■ **What to work on**
The line containing "Create NS-anouncements for" and every line after it through the end of the records: return those exactly, and nothing more.

Collected data entries:
<<<<
PR #687, opened 2018-02-12
Create NS-anouncements for error dialogs and local alerts.

jotomo:
screenshot_1518446323
screenshot_1518446330

Only tested in offline mode, without syncing to Nightscout server.


jotomo:
- [ ] Add preference to toggle this behaviour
>>>>
■ **Worked solution**
Create NS-anouncements for error dialogs and local alerts.

jotomo:
screenshot_1518446323
screenshot_1518446330

Only tested in offline mode, without syncing to Nightscout server.


jotomo:
- [ ] Add preference to toggle this behaviour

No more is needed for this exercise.